À l'initiative de Jacques Prévert, Marcel Duhamel et Yves Tanguy et avec André Breton, c'est l'un des exercices de création spontanée auquel se sont livrés les surréalistes. André Breton le définit ainsi dans son "Dictionnaire abrégé du surréalisme" :
"jeu de papier plié qui consiste à faire composer une phrase ou un dessin par plusieurs personnes, sans qu’aucune d’elles puisse tenir compte de la collaboration ou des collaborations précédentes".
L’exemple qui a donné son nom au jeu, tient dans la première phrase obtenue de cette manière : "Le cadavre/exquis/boira/le vin/nouveau".
L'exercice s'appliquera au texte, au dessin, et plus tard au cinéma, et connaît actuellement une nouvelle évolution  avec Internet.

logo_cr_ation_po_tique Le "Cadavre exquis" (sous sa forme écrite)
Principe : Le matériel : une feuille A4 pliée en autant de parties que d'intervenants, de manière à empêcher la lecture directe des éléments, mais à permettre une lecture (linéaire) de la production finale une fois dépliée.

Le jeu du Cadavre exquis suppose une maîtrise par les élèves de la structure de la phrase.
On décidera du type de phrase à créer, suivant le niveau de difficulté souhaité :
Phrase déclarative minimale
Sujet + Verbe ou phrase simple S+V+ Complément(s).

1.   Le groupe nominal sujet est singulier ou pluriel et le groupe verbal s'accordera en conséquence.

  • groupe sujet minimal, avec nom seul ou déterminant + nom  ex : Anna*,  l'oiseau - mon vélo
  • enrichi d'un qualificatif, ex : l'oiseau bleu - mon vieux vélo
  • d'un complément du nom, ex : un ballon de rugby - la table à repasser
  • ou d'un ensemble, ex : un vieux ballon de rugby en bois* (encourager déjà le décalage interne du groupe)

2.   Le groupe verbal sera conjugué au singulier ou au pluriel, selon le choix précédent.

  • Le verbe sera un verbe d'action, non pronominal, conjugué à la voix active, au passé ou au futur simple de préférence, plutôt qu'au présent.
  • Les verbes les plus intéressants sont les verbes transitifs (trouver - manger - regarder) qu'on peut ou qu'on doit faire suivre d'un groupe COD et d'un ou de plusieurs groupes Compléments Circonstanciels  (temps, lieu, manière...).
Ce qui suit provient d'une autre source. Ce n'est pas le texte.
PR #452, opened 2022-05-05
Add example of code-unit-less-than being counterintuitive. Fixes #388

### LINKED ISSUE #388: Add counterintuitive examples of code unit less than
@wanderview and I spent a morning trying to figure out whether [code unit less than](https://infra.spec.whatwg.org/#code-unit-less-than) matches code point comparison (or, equivalently, UTF-8 byte comparison). It does not.

The reason is surrogates. But at first I thought it was only unpaired surrogates, so that if you had two USVStrings you would be safe. @dbaron pointed out that was incorrect and you can get different results for code unit vs. code point sorting even with USVStrings.

We should update Infra with at least the following examples, plus probably a few less exciting ones. https://icu-project.org/docs/papers/utf16_code_point_order.html has some good info and examples as well.

- U+FF61 is "code unit greater than" U+10002 since 0xFF61 > 0xD800 0xDC02, even though it is "code point less than".
- Similarly U+FB00 (ﬀ) is "code unit greater than" U+10478 (𐑸) since 0xFB00 > 0xD801 0xDC78, even though it is "code point less than".

tabatkins:
Added an example to the note, utilizing fullwidth tilde (a single code unit) and smiley (higher codepoint, but two code units).

***
<a href="https://whatpr.org/infra/452.html" title="Last updated on May 6, 2022, 7:53 PM UTC (616d16f)">Preview</a> | <a href="https://whatpr.org/infra/452/3deb8ac...616d16f.html" title="Last updated on May 6, 2022, 7:53 PM UTC (616d16f)">Diff</a>

### DIFF
--- a/infra.bs
+++ b/infra.bs
@@ -987,9 +987,10 @@ string, producing a highly efficient, consistent, and deterministic sort order. 
 ordering will not match any particular alphabet or lexicographic order, particularly for
 <a>code points</a> represented by a surrogate pair. [[!ECMA-262]]
 
-<p class="example" id="example-code-unit-less-than">For example, the code point U+FF5E FULLWIDTH TILDE (～) is obviously less than the
-code point U+1F600 (😀), but the tilde is composed of a single code unit 0xFF5E, while the smiley is
-composed of two code units 0xD83D and 0XDE00, so the smiley is [=code unit less than=] the tilde.
+<p class="example" id="example-code-unit-less-than">For example, the code point U+FF5E FULLWIDTH
+TILDE (～) is obviously less than the code point U+1F600 (😀), but the tilde is composed of a single
+code unit 0xFF5E, while the smiley is composed of two code units 0xD83D and 0XDE00, so the smiley is
+[=code unit less than=] the tilde.
 
 <hr>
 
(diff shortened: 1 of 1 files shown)


infra.bs
```diff
@@ -985,7 +985,10 @@ literal, we can use plainer language: <var>domain</var> <a for=string>ends with<
 {{Array/sort()}} method on an array of strings. This ordering compares the 16-bit code units in each
 string, producing a highly efficient, consistent, and deterministic sort order. The resulting
 ordering will not match any particular alphabet or lexicographic order, particularly for
-<a>code points</a> represented by a surrogate pair. [[!ECMA-262]]
+<a>code points</a> represented by a surrogate pair. For example, the codepoint U+FF5E
+(～ FULLWIDTH TILDE) is obviously less than the codepoint U+1F600 (😀), but the tilde is
```
domenic, line 989: "codepoint" -> "code point" in two places

Per https://infra.spec.whatwg.org/#code-points the exact notation should be `U+FF5E FULLWIDTH TILDE (～)`

infra.bs
```diff
@@ -985,7 +985,10 @@ literal, we can use plainer language: <var>domain</var> <a for=string>ends with<
 {{Array/sort()}} method on an array of strings. This ordering compares the 16-bit code units in each
 string, producing a highly efficient, consistent, and deterministic sort order. The resulting
 ordering will not match any particular alphabet or lexicographic order, particularly for
-<a>code points</a> represented by a surrogate pair. [[!ECMA-262]]
+<a>code points</a> represented by a surrogate pair. For example, the codepoint U+FF5E
```
domenic, line 988: Optional: you could split this from the note `<p>` and put it in a separate `<p class="example">`

domenic (commented):
Looks good with nits, thanks very much. This helps a lot.

domenic (approved):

Les verbes intransitifs (dormir,  seront bannis

3.   Le groupe complément

  • Le COD qui suit le verbe transitif direct est un groupe nominal qui peut être enrichi, comme le groupe nominal sujet, et par conséquent interchangeable :

ex : l'oiseau bleu / construira / la pluie de novembre ou la pluie de novembre / construira / l'oiseau bleu 

  • Les groupes Compléments Circonstanciels  (temps, lieu, manière, conséquence, cause, but...). Il peut y en avoir plusieurs, à se répartir dans le groupe de travail selon le nombre d'élèves.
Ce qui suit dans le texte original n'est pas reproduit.